> Work order:
The full listing should be duplicated word for word.

.....

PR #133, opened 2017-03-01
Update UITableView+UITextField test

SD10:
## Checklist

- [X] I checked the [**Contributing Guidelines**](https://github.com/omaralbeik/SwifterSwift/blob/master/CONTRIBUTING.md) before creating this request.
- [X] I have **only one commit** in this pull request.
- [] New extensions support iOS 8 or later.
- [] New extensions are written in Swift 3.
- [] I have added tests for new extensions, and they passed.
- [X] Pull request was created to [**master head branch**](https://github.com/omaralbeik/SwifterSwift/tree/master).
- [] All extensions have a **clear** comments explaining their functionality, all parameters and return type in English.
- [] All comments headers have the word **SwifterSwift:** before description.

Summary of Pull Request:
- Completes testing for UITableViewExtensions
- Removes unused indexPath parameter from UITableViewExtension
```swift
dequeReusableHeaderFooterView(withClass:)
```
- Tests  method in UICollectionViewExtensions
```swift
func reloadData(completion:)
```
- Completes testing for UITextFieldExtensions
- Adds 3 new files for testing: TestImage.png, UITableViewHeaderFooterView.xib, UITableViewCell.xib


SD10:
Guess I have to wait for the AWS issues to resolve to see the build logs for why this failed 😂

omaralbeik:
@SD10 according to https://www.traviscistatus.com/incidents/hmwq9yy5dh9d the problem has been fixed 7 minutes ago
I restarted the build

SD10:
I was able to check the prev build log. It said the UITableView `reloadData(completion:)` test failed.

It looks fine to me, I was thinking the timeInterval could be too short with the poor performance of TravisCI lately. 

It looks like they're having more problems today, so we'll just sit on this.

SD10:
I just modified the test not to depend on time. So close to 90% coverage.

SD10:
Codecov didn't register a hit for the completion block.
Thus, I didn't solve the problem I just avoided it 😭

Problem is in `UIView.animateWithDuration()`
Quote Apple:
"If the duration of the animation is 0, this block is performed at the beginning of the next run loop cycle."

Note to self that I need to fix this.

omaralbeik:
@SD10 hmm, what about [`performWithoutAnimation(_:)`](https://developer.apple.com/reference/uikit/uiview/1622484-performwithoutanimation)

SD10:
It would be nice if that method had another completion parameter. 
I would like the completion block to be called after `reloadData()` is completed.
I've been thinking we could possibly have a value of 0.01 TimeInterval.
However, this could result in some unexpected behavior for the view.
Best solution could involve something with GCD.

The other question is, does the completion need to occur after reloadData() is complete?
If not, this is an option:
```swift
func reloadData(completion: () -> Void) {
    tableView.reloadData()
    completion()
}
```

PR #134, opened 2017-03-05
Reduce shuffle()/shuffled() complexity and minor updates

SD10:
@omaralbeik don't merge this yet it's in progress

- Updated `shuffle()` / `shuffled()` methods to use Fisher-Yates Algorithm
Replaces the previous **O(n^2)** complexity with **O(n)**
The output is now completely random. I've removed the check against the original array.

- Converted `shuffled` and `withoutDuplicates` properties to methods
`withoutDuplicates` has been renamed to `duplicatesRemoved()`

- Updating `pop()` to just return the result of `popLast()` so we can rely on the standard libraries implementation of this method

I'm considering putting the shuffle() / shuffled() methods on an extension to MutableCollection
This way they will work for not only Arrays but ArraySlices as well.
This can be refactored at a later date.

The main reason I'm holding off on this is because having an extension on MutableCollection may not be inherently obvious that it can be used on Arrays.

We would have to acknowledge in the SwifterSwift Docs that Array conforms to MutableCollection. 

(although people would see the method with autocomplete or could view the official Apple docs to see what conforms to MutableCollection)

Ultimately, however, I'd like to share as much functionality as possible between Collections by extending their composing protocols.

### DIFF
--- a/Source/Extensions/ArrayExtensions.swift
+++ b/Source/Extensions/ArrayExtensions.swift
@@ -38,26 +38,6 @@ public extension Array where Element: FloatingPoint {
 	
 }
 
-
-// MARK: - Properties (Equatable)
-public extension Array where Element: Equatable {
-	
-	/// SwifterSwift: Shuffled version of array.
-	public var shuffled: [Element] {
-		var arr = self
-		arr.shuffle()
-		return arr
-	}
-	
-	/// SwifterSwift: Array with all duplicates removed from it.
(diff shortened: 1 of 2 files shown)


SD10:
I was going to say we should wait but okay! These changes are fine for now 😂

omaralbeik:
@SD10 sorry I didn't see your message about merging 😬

.....

> Response:
PR #133, opened 2017-03-01
Update UITableView+UITextField test

SD10:
## Checklist

- [X] I checked the [**Contributing Guidelines**](https://github.com/omaralbeik/SwifterSwift/blob/master/CONTRIBUTING.md) before creating this request.
- [X] I have **only one commit** in this pull request.
- [] New extensions support iOS 8 or later.
- [] New extensions are written in Swift 3.
- [] I have added tests for new extensions, and they passed.
- [X] Pull request was created to [**master head branch**](https://github.com/omaralbeik/SwifterSwift/tree/master).
- [] All extensions have a **clear** comments explaining their functionality, all parameters and return type in English.
- [] All comments headers have the word **SwifterSwift:** before description.

Summary of Pull Request:
- Completes testing for UITableViewExtensions
- Removes unused indexPath parameter from UITableViewExtension
```swift
dequeReusableHeaderFooterView(withClass:)
```
- Tests  method in UICollectionViewExtensions
```swift
func reloadData(completion:)
```
- Completes testing for UITextFieldExtensions
- Adds 3 new files for testing: TestImage.png, UITableViewHeaderFooterView.xib, UITableViewCell.xib


SD10:
Guess I have to wait for the AWS issues to resolve to see the build logs for why this failed 😂

omaralbeik:
@SD10 according to https://www.traviscistatus.com/incidents/hmwq9yy5dh9d the problem has been fixed 7 minutes ago
I restarted the build

SD10:
I was able to check the prev build log. It said the UITableView `reloadData(completion:)` test failed.

It looks fine to me, I was thinking the timeInterval could be too short with the poor performance of TravisCI lately. 

It looks like they're having more problems today, so we'll just sit on this.

SD10:
I just modified the test not to depend on time. So close to 90% coverage.

SD10:
Codecov didn't register a hit for the completion block.
Thus, I didn't solve the problem I just avoided it 😭

Problem is in `UIView.animateWithDuration()`
Quote Apple:
"If the duration of the animation is 0, this block is performed at the beginning of the next run loop cycle."

Note to self that I need to fix this.

omaralbeik:
@SD10 hmm, what about [`performWithoutAnimation(_:)`](https://developer.apple.com/reference/uikit/uiview/1622484-performwithoutanimation)

SD10:
It would be nice if that method had another completion parameter. 
I would like the completion block to be called after `reloadData()` is completed.
I've been thinking we could possibly have a value of 0.01 TimeInterval.
However, this could result in some unexpected behavior for the view.
Best solution could involve something with GCD.

The other question is, does the completion need to occur after reloadData() is complete?
If not, this is an option:
```swift
func reloadData(completion: () -> Void) {
    tableView.reloadData()
    completion()
}
```

PR #134, opened 2017-03-05
Reduce shuffle()/shuffled() complexity and minor updates

SD10:
@omaralbeik don't merge this yet it's in progress

- Updated `shuffle()` / `shuffled()` methods to use Fisher-Yates Algorithm
Replaces the previous **O(n^2)** complexity with **O(n)**
The output is now completely random. I've removed the check against the original array.

- Converted `shuffled` and `withoutDuplicates` properties to methods
`withoutDuplicates` has been renamed to `duplicatesRemoved()`

- Updating `pop()` to just return the result of `popLast()` so we can rely on the standard libraries implementation of this method

I'm considering putting the shuffle() / shuffled() methods on an extension to MutableCollection
This way they will work for not only Arrays but ArraySlices as well.
This can be refactored at a later date.

The main reason I'm holding off on this is because having an extension on MutableCollection may not be inherently obvious that it can be used on Arrays.

We would have to acknowledge in the SwifterSwift Docs that Array conforms to MutableCollection. 

(although people would see the method with autocomplete or could view the official Apple docs to see what conforms to MutableCollection)

Ultimately, however, I'd like to share as much functionality as possible between Collections by extending their composing protocols.

### DIFF
--- a/Source/Extensions/ArrayExtensions.swift
+++ b/Source/Extensions/ArrayExtensions.swift
@@ -38,26 +38,6 @@ public extension Array where Element: FloatingPoint {
 	
 }
 
-
-// MARK: - Properties (Equatable)
-public extension Array where Element: Equatable {
-	
-	/// SwifterSwift: Shuffled version of array.
-	public var shuffled: [Element] {
-		var arr = self
-		arr.shuffle()
-		return arr
-	}
-	
-	/// SwifterSwift: Array with all duplicates removed from it.
(diff shortened: 1 of 2 files shown)


SD10:
I was going to say we should wait but okay! These changes are fine for now 😂

omaralbeik:
@SD10 sorry I didn't see your message about merging 😬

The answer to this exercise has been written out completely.